-- INFORMATION SHOWN follows --

PR #140, opened 2016-06-22
[FIXED JENKINS-35443] Look for form action, not title.

abayer:
https://issues.jenkins-ci.org/browse/JENKINS-35443

The title for either addUser or signup is always "Sign up" in 1.x,
at least in 1.651, but in 2.x, the title varies depending on whether
you're hitting the addUser endpoint or the signup endpoint. Since we
want the addUser endpoint, looking for a title of "Sign up" breaks on
2.x, while looking for a title of "Create user" (the one we get on the
right endpoint on 2.x) fails on 1.x.

So - instead, verify we're on the right page by looking for
"createAccountByAdmin" as the form action, since that's consistent and accurate.

### DIFF
--- a/src/main/groovy/org/jenkinsci/test/acceptance/po/users/AddUserPage.groovy
+++ b/src/main/groovy/org/jenkinsci/test/acceptance/po/users/AddUserPage.groovy
@@ -11,7 +11,7 @@ import org.kohsuke.randname.RandomNameGenerator
 class AddUserPage extends Page {
 
     static url = "securityRealm/addUser"
-    static at = { title == "Create User [Jenkins]" }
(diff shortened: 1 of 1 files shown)


olivergondza:
The rational behind the change makes sense to me.

andresrc:
:bee:

kwhetstone:
:bee: Looks fine to me.  This will definitely is a good example of something that would be caught by constantly running these tests.

abayer:
What this really took was me getting enough understanding of how the Java Selenium tests worked to be able to figure out from there how the Groovy Geb tests worked. =) Anyway, thanks!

-- INFORMATION SHOWN concluded --

**WHAT YOU ARE ASKED TO DO**: Write out every line of the data exactly, leaving nothing out.

**FINAL ANSWER**:
PR #140, opened 2016-06-22
[FIXED JENKINS-35443] Look for form action, not title.

abayer:
https://issues.jenkins-ci.org/browse/JENKINS-35443

The title for either addUser or signup is always "Sign up" in 1.x,
at least in 1.651, but in 2.x, the title varies depending on whether
you're hitting the addUser endpoint or the signup endpoint. Since we
want the addUser endpoint, looking for a title of "Sign up" breaks on
2.x, while looking for a title of "Create user" (the one we get on the
right endpoint on 2.x) fails on 1.x.

So - instead, verify we're on the right page by looking for
"createAccountByAdmin" as the form action, since that's consistent and accurate.

### DIFF
--- a/src/main/groovy/org/jenkinsci/test/acceptance/po/users/AddUserPage.groovy
+++ b/src/main/groovy/org/jenkinsci/test/acceptance/po/users/AddUserPage.groovy
@@ -11,7 +11,7 @@ import org.kohsuke.randname.RandomNameGenerator
 class AddUserPage extends Page {
 
     static url = "securityRealm/addUser"
-    static at = { title == "Create User [Jenkins]" }
(diff shortened: 1 of 1 files shown)


olivergondza:
The rational behind the change makes sense to me.

andresrc:
:bee:

kwhetstone:
:bee: Looks fine to me.  This will definitely is a good example of something that would be caught by constantly running these tests.

abayer:
What this really took was me getting enough understanding of how the Java Selenium tests worked to be able to figure out from there how the Groovy Geb tests worked. =) Anyway, thanks!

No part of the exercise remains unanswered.